Judge’s Lectures Prove Popular

Students and community members alike gathered at Southern Oregon University by the hundreds last Thursday and Friday to attend a lecture and seminar by Judge John E. Jones III.

The presentations by Jones kicked off this year’s campus theme of Civility. The first event, titled “From Scopes to Kitzmiller: Civility and Incivility at the intersection of Science, Religion, and Law,” was held Thursday in the Music Hall, and the second presentation, “Judicial Opinions and Civil Discourse: Is it Judicial Activism or Simply a Decision I Don’t Like?” was held Friday in the Stevenson Union’s Rogue River Room.

Jones was appointed to the bar in Pennsylvania by George W. Bush, and is most commonly know for residing over the controversial court case Kitzmiller v. Dover Area School District in 2005, where he ruled that it was unconstitutional to teach the theory of intelligent design in publicly funded schools.

In Thursday’s talk, Jones explained that teaching creationism was made nationally illegal in 1947 in the landmark Supreme Court case Everson v. Board of Education. Over time the verbiage evolved, creationism became creation science, and when that was not legally accepted, the term “intelligent design” emerged. The Dover School Board, which taught intelligent design to counterbalance evolution,debated the issue before Jones for six weeks. He was heavily scrutinized for his decision, and accused of ruling based on his personal beliefs.

Judson Risteau, a Medford resident who attended the first talk, said he attended under the assumption that Jones would be sharing his opinions about the 2005 case.

“I don’t know if he believes in creationism or not,” said Risteau. “He didn’t talk about his views on the case, he talked about the way that people reacted to it: aggressively and, like he said, uncivilly.”
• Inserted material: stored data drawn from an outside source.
PR #556, opened 2025-12-04
feat: Add introspectionCheckEnabled configuration property

gflores-jahia:
### Description

Refactoring and moving the `introspectionCheckEnabled` property from jahia.properties https://github.com/Jahia/jahia-private/pull/4526 to graphql OSGi config.

Introspection check is enabled if one of the gql configurations have the property enabled. 

This also means that to disable, users will have to make sure none of the graphql configurations have the property enabled.

#### Misc 

Remove `@typescript-eslint/no-explicit-any` in cypress tests by default instead of specifying on each file. (It's part of apollo return type definition)

#### Source code

#### Tests

> [!TIP]


AKarmanov (dismissed):

jkevan (changes requested):
Do we have a plan for switching this conf to true by default ?
Issue to be created targeting a specific Jahia/GraphQL version ? to not forget ?

jkevan (approved):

Following the ruling, Jones was coined an “activist judge,” ostracized by the media, and received death threats which caused a constant need for protection. He explained that he was not an activist judge, but that “the case was a result of an activist school board,” and that although opinions are always subject to criticism, “judges are not accountable to the public will, but are accountable to the Constitution and the Bill of Rights.”

The foundation of his seminars was the lack of civility in the public’s response to the verdict, the urging of civility and embraced intellectualism, and the danger of biased and uniformed opinions.

Jones closed the Friday seminar by urging the public to “listen carefully, and perhaps for an extended period of time, before forming judgments.”

The theme of civility will continue at the SOU campus through the remainder of the school year. At the next event, SOU Psychology Professor Doug Smith, California State University professor of Education Psychology Uanh Tran, and Victor Chang and Matt Vogel of the SOU Student Health and Wellness Center will be giving a talk titled “Fostering Civility in Youth,” held on Oct. 27 in the Meese Room of the Hannon Library.

Additional talks are scheduled throughout the term, including “Difficult Dialogues: Cultivating Civility and Mutual Understanding at Home and Abroad,” on Nov. 3, and “Civility, Democracy, and Conflict,” on Nov. 17.